1.) Filling the buckets would presumably occur _after_ milking the buffalo.
2.) In Palestinian Arabic, نملا ("nimla") is intransitive: _to get filled up_.  The transitive version (_to fill something up_) is نمَلّي ("nmalli").  Is it different in Egyptian?
3.) Even assuming it's transitive, I would expect it to have an object.


----------



## Sun-Shine

In Egypt you can say:
نملا مايه and this means filling a container with water.
and here (نملا (لبن -> filling the buckets with milk.
No need to mention "buckets"
(Also it's not wrong to mention the container).
There isn't نمَلّي in Egypt.
بالنسبة لترتيب الأفعال فربما من أجل اللحن


----------



## elroy

Does نملا mean both "get filled up" and "fill something up" in Egyptian?


----------



## Sun-Shine

Fill up يِمْلَا 
يِملا مايه or يملا ال(نوع الوعاء) مايه are correct.
get filled up يِتْمَلَا


----------



## gbasfora

elroy said:


> I heard يلا بينا نملا, without ها.


Me too. But in all lyrics of this song that I googled , it was written نملاها


----------



## Sun-Shine

gbasfora said:


> But in all lyrics of this song that I googled , it was written نملاها


Not all but some.
without ها :
Here
and here


----------



## gbasfora

sun_shine 331995 said:


> Not all but some.
> without ها :
> Here
> and here



Thank you. Do you believe that نملاها  is just a typo?


----------



## Sun-Shine

Who wrote it with ها heard it نملاها.


----------



## gbasfora

sun_shine 331995 said:


> Who wrote it with ها heard it نملاها.



I apologize for the many questions, but do you have any idea why some  arabic  native speakers have written نملاها
rather  than نملا Even knowing that it's was wrong ?
Searching in two very old dictionaries I found these translation to the verb *ملا

1) Diccionario Arabe - Español. Instituto Hispano - Arabe de cultura . F. Corrientes Madrid - 1977
*
ملّى  - to enjoy for a long time
ملا - to take a brisk walking

*2) Arabic - English Vocabulay - For the use of english students of modern egyptian arabic. Beekard quaeitcii, 15 Piccadilly  London 1892*

ملى، ملا - mala, he walked.

Could someone tell me if the above translations do
any sense? 

Thanks


----------



## Sun-Shine

gbasfora said:


> do you have any idea why some  arabic  native speakers have written نملاها
> rather  than نملا Even knowing that it's was wrong ?
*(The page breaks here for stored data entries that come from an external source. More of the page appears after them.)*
PR #14538, opened 2024-03-27
Add case for special chars in HTTP proxy password

vsedmik:
### Problem Statement
We are missing coverage for a [BZ](https://bugzilla.redhat.com/show_bug.cgi?id=1844840) where the HTTP proxy is created with a user containing special characters in his password.

### Solution
Not only we need to create the proxy at the Satellite side, we also need to create the user at the proxy side to verify the content operations actually work. In the end I decided to create such users dynamically during the test run, so I needed to add a new `ProxyHost` class with a few functions to handle that. The class is instantiated in a session-scoped fixture and used in test and other fixture.

### PRT test Cases example
trigger: test-robottelo
pytest: tests/foreman/ui/test_http_proxy.py -k special

### DIFF
--- a/robottelo/hosts.py
+++ b/robottelo/hosts.py
@@ -170,6 +170,10 @@ class IPAHostError(Exception):
     pass
 
 
+class ProxyHostError(Exception):
+    pass
+
+
 class ContentHost(Host, ContentHostMixins):
     run = Host.execute
     default_timeout = settings.server.ssh_client.command_timeout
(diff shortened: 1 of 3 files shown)


vsedmik:
trigger: test-robottelo
pytest: tests/foreman/ui/test_http_proxy.py -k special

pondrejk (approved):

robottelo/hosts.py
```diff
@@ -2545,3 +2549,42 @@ def remove_user_from_usergroup(self, member_username, member_group):
         )
         if result.status != 0:
             raise IPAHostError('Failed to remove the user from user group')
+
+
+class ProxyHost(Host):
+    """Class representing HTTP Proxy host"""
+
+    def __init__(self, url, **kwargs):
+        self._conf_dir = '/etc/squid/'
```
Griffin-Sullivan, line 2558:
```suggestion
        self._conf_dir = '/etc/squid'
```
Strings below would look better if you did this and then called `f'{self._conf_dir}/passwd'`

Griffin-Sullivan (approved):

PR #14573, opened 2024-03-29
extend the timeout for poor network

yanpliu:
### Problem Statement
when the network is poor, it will not enough time to get the correct message and mapping info. so extend the timeout


omkarkhatavkar (approved):

Gauravtalreja1 (approved):

jyejare:
@yanpliu Looking at the timeout you have set to `20` , your network doesnt look slow it must be very fast :)

In general we have bigger timeouts like 600 or more.

PR #14568, opened 2024-03-28
Use fixtures instead of finalizers

dosas:
### Problem Statement

The teardown order was not correct
and host was not deleted before hostgroup
https://github.com/pytest-dev/pytest/issues/10023#issuecomment-1148514756

### Solution

Use fixtures

PR #13620, opened 2024-01-05
Add a test for parameter precedence on the host

Gauravtalreja1:
### Problem Statement
Missing test to verify parameter precedence on the host

### Solution
Applying the component audit feedback to cover this scenario and adding test to verify parameter precedence on the host for Global/HostGroup/Host parameters

PR #14620, opened 2024-04-04
Ensure correct finalizer order

dosas:
### Problem Statement

the host was not deleted before the hostgroup

see: https://github.com/pytest-dev/pytest/issues/10023#issuecomment-1148514756

### Solution

Execute host finalizer after hostgroup finalizer

### Note

This should replace https://github.com/SatelliteQE/robottelo/pull/14568

### DIFF
--- a/tests/foreman/api/test_parameters.py
+++ b/tests/foreman/api/test_parameters.py
@@ -26,8 +26,8 @@ def test_positive_parameter_precedence_impact(
 
     :steps:
         1. Create Global Parameter
-        2. Create host and verify global parameter is assigned
-        3. Create Host Group with parameter
+        2. Create Host Group with parameter
+        3. Create host and verify global parameter is assigned
         4. Assign hostgroup to host created above and verify hostgroup parameter is assigned.
         5. Add parameter on the host directly, and verify that this should take precedence
             over Host group and Global Parameter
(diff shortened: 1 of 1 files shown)


Griffin-Sullivan (approved):
Interesting how the finalizers work as a stack. My recommendation would be to flip the order of creation. Make the HG then the host and leave finalizers right after each create. Although this works too.

tests/foreman/api/test_parameters.py
```diff
@@ -51,6 +50,7 @@ def test_positive_parameter_precedence_impact(
         group_parameters_attributes=[{'name': param_name, 'value': param_value}],
     ).create()
     request.addfinalizer(hg.delete)
+    request.addfinalizer(host.delete)
```
Gauravtalreja1, line 53: I think here host should be deleted before hg, as host is linked to hg.
And, Here instead of 2-request.addfinalizer's, I'd suggest using a finalizer method like in the original PR for this test, which is used work correctly for teardown
https://github.com/SatelliteQE/robottelo/pull/13620

ogajduse: @Gauravtalreja1 
To your point about the order of deletion:
```
Finalizers are executed in a first-in-last-out order.
```
https://docs.pytest.org/en/latest/how-to/fixtures.html#note-on-finalizer-order

What is your motivation behind the suggestion to use a single finalizer method?

dosas:
> Interesting how the finalizers work as a stack. My recommendation would be to flip the order of creation. Make the HG then the host and leave finalizers right after each create. Although this works too.

> My recommendation would be to flip the order of creation.
Wouldn't that change the test logic? https://github.com/SatelliteQE/robottelo/blob/cb296b3f6498c13dc4497cca3d77b459ec7e91b9/tests/foreman/api/test_parameters.py#L28-L30

tests/foreman/api/test_parameters.py
Gauravtalreja1: Just to simplify this, Its better to write a single method with the execution order we provide, instead of pytest to decide this order for finalizers

dosas: What about the reasons for changing it to finalizers in https://github.com/SatelliteQE/robottelo/pull/14036 ?

>  so basically when some assertion defined in the test before the finalizer part fails, finalizer is not added and so not executed.

This is also why I first wanted to go for the fixture approach.

JacobCallahan (changes requested):
I overall like this approach better than the fixture-heavy one. However, I will block on changing creation order (and yes the test logic order) to create the hostgroup first, then add its finalizer before creating the host. This is the best balance between ensuring finalizer execution order and actual execution if something goes wrong between entity creation and finalizer addition.

Satellite-QE:
**PRT Result**
```
Build Number: 6453
Build Status: SUCCESS
PRT Comment: pytest tests/foreman/api/test_parameters.py --external-logging
Test Result : ================== 1 passed, 9 warnings in 655.80s (0:10:55) ===================
```

JacobCallahan (approved):
ACK, thanks for taking this on!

Maybe they heard it نملاها and they aren't Egyptians ??
نملاها itself is not wrong.
نملا: we fill
(نملا(ها: we fill (it)


> ملّى  - to enjoy for a long time


Can you put the vowels, please? 
Could it be مَلِيّ or مَلَّ?


> ملا - to take a brisk walking





> *ملى (The vowels?) *
> ملا  - mala, he walked (quickly)


----------



## gbasfora

مَلا / مَلْو     - To take a  brisk walking
مَلَّى / أمْلَى  - To bring joy for a long time
 مُلِْي           -To enjoy for a long time


----------



## cherine

Hi,

At the risk of repeating something that was said before, I'd still like to answer some of the questions posted here:



elroy said:


> 1.) Filling the buckets would presumably occur _after_ milking the buffalo.


Logically and in natural speech, yes. But this being a song, there's need to respect the meter, sometimes على حساب الترتيب المنطقي و/أو الترتيب المعتاد في  الكلام.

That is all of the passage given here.